Jérôme Glisse <jglisse@...hat.com> writes:
> [ text/plain ]
> To migrate memory back we first need to lock HMM special CPU page
> table entry so we know no one else might try to migrate those entry
> back. Helper also allocate new page where data will be copied back
> from the device.
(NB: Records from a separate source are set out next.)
PR #289, opened 2021-12-22
Portal Stun Time Reductions

Verathian:
The Nexus Tower Assembly and Paradox portals stunned players for an excessive amount of time after the "loading in" animation was complete. This corrects the time so the player can move once the animation ends.

### DIFF
--- a/dScripts/NtAssemblyTubeServer.cpp
+++ b/dScripts/NtAssemblyTubeServer.cpp
@@ -97,7 +97,7 @@ void NtAssemblyTubeServer::TeleportPlayer(Entity* self, Entity* player)
 
     GameMessages::SendPlayAnimation(player, u"tube-resurrect", 4.0f);
 
-    const auto animTime = 4;
+    const auto animTime = 2;
 
     const auto playerID = player->GetObjectID();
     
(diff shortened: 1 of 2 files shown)


averysumner:
Does this match the actual values from the scripts?

Verathian:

Then we can proceed with the device DMA operation.
>
> Once DMA is done we can update again the CPU page table to point to
> the new page that holds the content copied back from device memory.
>
> Note that we do not need to invalidate the range are we are only
> modifying non present CPU page table entry.
>
> Changed since v1:
> - Save memcg against which each page is precharge as it might
> change along the way.
>
> Signed-off-by: Jérôme Glisse <jglisse@...hat.com>
> ---
> include/linux/mm.h | 12 +++
> mm/memory.c | 257 +++++++++++++++++++++++++++++++++++++++++++++++++++++
> 2 files changed, 269 insertions(+)
>
> diff --git a/include/linux/mm.h b/include/linux/mm.h
> index c5c062e..1cd060f 100644
> --- a/include/linux/mm.h
> +++ b/include/linux/mm.h
> @@ -2392,6 +2392,18 @@ static inline void hmm_mm_init(struct mm_struct *mm)
> {
> mm->hmm = NULL;
> }
> +
> +int mm_hmm_migrate_back(struct mm_struct *mm,
> + struct vm_area_struct *vma,
> + pte_t *new_pte,
> + unsigned long start,
> + unsigned long end);
> +void mm_hmm_migrate_back_cleanup(struct mm_struct *mm,
> + struct vm_area_struct *vma,
> + pte_t *new_pte,
> + dma_addr_t *hmm_pte,
> + unsigned long start,
> + unsigned long end);
> #else /* !CONFIG_HMM */
> static inline void hmm_mm_init(struct mm_struct *mm)
> {
> diff --git a/mm/memory.c b/mm/memory.c
> index 3cb3653..d917911a 100644
> --- a/mm/memory.c
> +++ b/mm/memory.c
> @@ -3513,6 +3513,263 @@ int handle_mm_fault(struct mm_struct *mm, struct vm_area_struct *vma,
> }
> EXPORT_SYMBOL_GPL(handle_mm_fault);
>
> +
> +#ifdef CONFIG_HMM
> +/* mm_hmm_migrate_back() - lock HMM CPU page table entry and allocate new page.
> + *
> + * @mm: The mm struct.
> + * @vma: The vm area struct the range is in.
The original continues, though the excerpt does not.